Just as most people take pictures with their cell-phone cameras or more sophisticated digital cameras, movie directors, with some rare exceptions, don’t actually “film” anymore. That word is as obsolete as “dial” in reference to making calls.
At the St. George Theatre in 1976, we dwelt entirely in the pre-digital age. Arriving by special courier each Wednesday afternoon, the movie or movies of the week resided in a set of heavy octagonal steel canisters that had to be toted by usher-power, which is to say by hand, up the six flights to the projection booth. There, one of our regular projectionists — or if we were very lucky, our friend Bob Endres, the then-head of projection at Radio City, who liked to take the occasional relief shift — would open the boxes and extract the platter-like reels of film one at a time, to be loaded into our two carbon arc projectors. Each reel in its turn was then threaded past a gate through which the light from the expensive carbons burning in our Century/Ashcraft projectors — a literal fire — would shine. The film had “perfs” (perforations) or “sprocket holes” running down each edge — another term as obsolete as “dial” or “film” itself. Without these holes, the film would never have passed in orderly fashion, at 24 frames per second, through the projector head’s gate, creating the illusion of movement on our movie screen, nearly a city block away.
So much was done painstakingly, “by hand,” that these days passes effortlessly through space and time. In working cinemas, films are four-ounce hard drives (compared to the old 120 pounds of film and reels), and projectors are large electronic machines, standing in a corridor, capable of working at multiple frame rates while being monitored remotely.
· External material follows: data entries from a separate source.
PR #285, opened 2026-09-14
Jp/ckks canonical k

Pro7ech:
# CKKS ciphertexts canonical at their own k

Stacked on `jp/hal-oep-single-backend` Part of [#234](https://github.com/poulpy-fhe/poulpy/issues/234).

## Summary

A CKKS ciphertext's data is now canonical at the `k` it reports. Every operation test asserts it, and the `mask` parameter of `cnv_prepare_*` that compensated for the violations is removed.

## Why

`ckks_rotate_into` stamped its destination after the key switch instead of before and normalization didn't use the correct `k`, so the result carried noise below its `k`.

## Added

- `assert_canonical_at_k` in the test suite, run by every decryption helper.
- `ckks_set_k_normalized` and `ckks_set_log_delta_normalized`: relabel, then normalize at the new `k` when it dropped.

## Changed

- Every unary CKKS op stamps the destination before the write, with the final metadata.
- `ckks_eval_mod`, the bootstrap pipeline and the functional bootstrap relabel through the new helpers instead of leaving the low bits below the lowered `k`.
- `glwe_lsh`, `glwe_lsh_assign` and `glwe_rsh` normalize at `res.k()`, not at the allocation width.
- Trace noise model gains the per-halving rounding term; parity suite operands are canonical at `k`.

## Removed

- `mask` from `cnv_prepare_left` / `_right` / `_self` through api, OEP, delegates, kernels, suites and call sites; `msb_mask_bottom_limb`; the `*_masked` conversion primitives.

## Other

- Follow-up: make `set_k` unreachable outside normalization at the type level.

| crate | files | + | - |
|---|---|---|---|
| `poulpy-ckks` | 16 | 212 | 67 |
| `poulpy-cpu-avx512` | 11 | 25 | 196 |
| `poulpy-core` | 7 | 115 | 85 |
| `poulpy-cpu-avx` | 7 | 16 | 143 |
| `poulpy-cpu-ref` | 8 | 19 | 129 |
| `poulpy-cpu-arm` | 5 | 4 | 108 |
| `poulpy-hal` | 7 | 17 | 40 |
| `poulpy-bench` | 1 | 3 | 9 |
| `poulpy-cpu-rayon` | 2 | 0 | 8 |
| `CHANGELOG.md` | 1 | 7 | 0 |
| **Total** | **65** | **418** | **785** |


poulpy-core/src/default/operations/glwe.rs
jdumezy, line 1: Removing the prepare mask changes a previously enforced behavior into a caller precondition, but GLWEMulPlain still says the ciphertext is processed at its effective k, and GLWETensoring does not state the canonicality requirement. Core’s GLWE type does not enforce that invariant. I reproduced two k = 3 ciphertexts differing only in the unused bit producing different multiplication results (2 versus 4). The affected public operations should most likey either normalize/assert or explicitly require every convolution input to be canonical at its declared k.

poulpy-core/src/default/operations/glwe.rs
```diff
@@ -1816,7 +1798,9 @@ where
         + VecZnxRshTmpBytes
         + VecZnxLshTmpBytes
         + VecZnxLshAssign<BE>
-        + VecZnxLsh<BE>,
+        + VecZnxNormalize<BE>
+        + VecZnxNormalizeAssign<BE>
+        + VecZnxCopy<BE>,
 {
     fn glwe_shift_tmp_bytes_default(&self, res_size: usize) -> usize {
```
jdumezy, line 1813: glwe_shift_tmp_bytes_default still only takes the maximum of the HAL left/right-shift scratch sizes. However, GLWE shifts now independently allocate a temporary and/or invoke vec_znx_normalize[_assign]. Shipped backends happen to advertise enough scratch, but the OEP contract permits a backend overriding all shift kernels to advertise less. Such a conforming backend can then panic when given exactly the scratch size returned by the core API.

poulpy-core/src/default/operations/glwe.rs
```diff
@@ -1834,9 +1818,35 @@ where
...
+        // copy back, so the result is canonical at the `k` it reports.
+        // `glwe_shift_tmp_bytes` already reserves that temporary.
+        let n: usize = self.n();
+        for i in 0..cols {
+            let (mut tmp, mut scratch_iter) = scratch.borrow().take_vec_znx_scratch(n, 1, res.size());
+            self.vec_znx_normalize(
+                &mut tmp,
+                base2k,
+                res_k,
+                -(k as i64),
```
jdumezy: The new partial-width glwe_rsh and out-of-place glwe_lsh paths use k as i64. For k > i64::MAX, this wraps and can turn an enormous shift into a small shift instead of producing zero. I reproduced usize::MAX returning nonzero results for both operations. This is the same conversion issue recently fixed in HAL’s derived shifts.

poulpy-core/src/default/operations/glwe.rs
Pro7ech: A normalized ciphertext is also now expected to be canonical at its `k`. Two `k=3` ciphertexts that differ in a unused bit are not normalized, so they sit outside of the contract. the GLWE layout now documents this behavior and ops calling cnv say they expect normalized operands and do not check. I agree that eventually we want to have a compile time enforcement of this contract, but this is for future work.

poulpy-core/src/default/operations/glwe.rs
Pro7ech: Fixed and tested.

poulpy-core/src/default/operations/glwe.rs
Pro7ech: Same bug as above, and same fix, and tested.

poulpy-core/src/default/operations/glwe.rs
```diff
@@ -1816,10 +1805,19 @@ where
...
+        + VecZnxNormalizeAssign<BE>
+        + VecZnxNormalizeTmpBytes
+        + VecZnxCopy<BE>,
 {
     fn glwe_shift_tmp_bytes_default(&self, res_size: usize) -> usize {
-        self.vec_znx_rsh_tmp_bytes(res_size).max(self.vec_znx_lsh_tmp_bytes(res_size))
+        // The partial-width `glwe_rsh` path normalizes into a one-column
+        // temporary, and `glwe_lsh_assign` normalizes in place after the
+        // kernel; both need the normalization scratch on top of the kernels'.
+        let normalize: usize = BE::bytes_of_vec_znx(self.n(), 1, res_size) + self.vec_znx_normalize_tmp_bytes();
```
jdumezy: The new scratch formula adds BE::bytes_of_vec_znx(...) directly to the normalization requirement, but ScratchArena aligns the next allocation to BE::SCRATCH_ALIGN. When the temporary size is not already aligned, that padding consumes bytes the formula does not reserve. A conforming backend with smaller HAL shift scratch requirements can therefore panic when given exactly glwe_shift_tmp_bytes() (reproduced experimentally). We could probably wrap the temporary size in BE::scratch_aligned(...) before adding vec_znx_normalize_tmp_bytes().

Pro7ech: fixed

jdumezy (approved):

It’s all digital: “film speed” is a term about as relevant as “horse power.” When the “film” arrives via mail or FedEx, it hardly requires a couple of strong young men to carry to a little room that need not contain a dedicated projectionist.
The new digital technology is extremely convenient, but there are drawbacks. What if the system crashes? As one exhibitor noted,
"I know how to tear apart a 35-millimeter projector, clean it and put it back together. I have no idea what's going inside of that black monolith. When you have a problem and it goes down, you lose the rest of the night. Before, with an Allen wrench and a rubber band, I could usually get it going for the next show." (Tim League, founder of the Alamo Drafthouse chain of theaters)
So much for effortless projection!
The only thing that remains, while it remains, is the theater itself, a “camera obscura” — dark room —which, if you follow the analogy, would make the port through which the movie passes a kind of pinhole. It’s still all about light.